Directions for this task. Each record that follows should be transcribed word for word.

Stored data entries.

PR #5169, opened 2019-04-24
Batch category picker UI pagination

gbp:
## Relevant issue(s)

mysociety/sysadmin#1135
https://github.com/mysociety/alaveteli/pull/5168

## What does this do?

Add pagination to the batch category picker UI so only 100 authorities are ever load at one time.

### DIFF
--- a/app/assets/javascripts/alaveteli_pro/batch_authority_search/browse.js
+++ b/app/assets/javascripts/alaveteli_pro/batch_authority_search/browse.js
@@ -11,6 +11,14 @@
   var closedClass = 'batch-builder__list__group--closed';
   var loadingClass = 'batch-builder__list__group--loading';
 
+  var openCaret = function openCaret(group) {
+    group.removeClass(closedClass);
+  };
+
+  var closeCaret = function closeCaret(group) {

Answer to this problem.
PR #5169, opened 2019-04-24
Batch category picker UI pagination

gbp:
## Relevant issue(s)

mysociety/sysadmin#1135
https://github.com/mysociety/alaveteli/pull/5168

## What does this do?

Add pagination to the batch category picker UI so only 100 authorities are ever load at one time.

### DIFF
--- a/app/assets/javascripts/alaveteli_pro/batch_authority_search/browse.js
+++ b/app/assets/javascripts/alaveteli_pro/batch_authority_search/browse.js
@@ -11,6 +11,14 @@
   var closedClass = 'batch-builder__list__group--closed';
   var loadingClass = 'batch-builder__list__group--loading';
 
+  var openCaret = function openCaret(group) {
+    group.removeClass(closedClass);
+  };
+
+  var closeCaret = function closeCaret(group) {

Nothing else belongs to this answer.